Effect of crack width on electromagnetic interference shielding effectiveness of high-performance cementitious composites containing steel and carbon fibers

Abstract

In this study, the effects of carbon fibers and crack widths on the electromagnetic interference (EMI) shielding effectiveness of high-performance fiber-reinforced cementitious composites (HPFRCCs) with 2 vol.% straight steel fibers were evaluated. To this end, 0.2 vol.% carbon fibers were added and four penetrated pre-crack widths ranging from 0.02 to 0.2 mm were applied under tension. The tensile strength and electrical resistance of the composites were also investigated. The test results indicated that adding 0.2% carbon fibers effectively enhanced the tensile strength, electrical conductivity, and shielding effectiveness of the HPFRCC. Furthermore, the electrical conductivity was improved by 224%, and a 27% higher shielding effectiveness was achieved. A shielding effectiveness of 48.5 dB at 1 GHz was achieved with a specimen thickness of 25 mm.
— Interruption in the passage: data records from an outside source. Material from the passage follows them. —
PR #219, opened 2020-03-01
Remove all usages of std::wstring

xavery:
I've never been a fan of `std::wstring`, seeing how it does not seem to serve any actual purpose except giving people the false sense of being cross-platform when using it.
Unfortunately, and as noted in the comments in `convertUTF.h`, using `wchar_t` (on which `std::wstring` is based on) is no less portable than using `unsigned short`. I wholeheartedly agree, which is why this commit erases all usages of `std::wstring` from the face of the project and reduces `wchar_t` usages to the necessary minimum, mostly for interoperability with WinAPI functions. UTF-8 encoded `std::string`s are used in place of `std::wstring` objects, and code which must operate on actual characters instead of the bytes which might represent a character has been modified in order to work properly - mostly the subtitle renderer and reader classes.
Short summary of other changes :

- Stuff from `convertUTF.h` now lives in the `convertUTF` namespace.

Tiny cracks with a width of 20 μm significantly reduced the EMI shielding effectiveness of the HPFRCC by approximately 40%. For the plain HPFRCC, the shielding effectiveness was not significantly affected by the crack width, as it was thoroughly cracked. The benefits of adding carbon fibers for improving the shielding effectiveness disappeared at crack widths greater than 0.1 mm. Thus, the addition of carbon fibers was effective only for HPFRCCs without cracks or with very tiny cracks of less than 40 μm.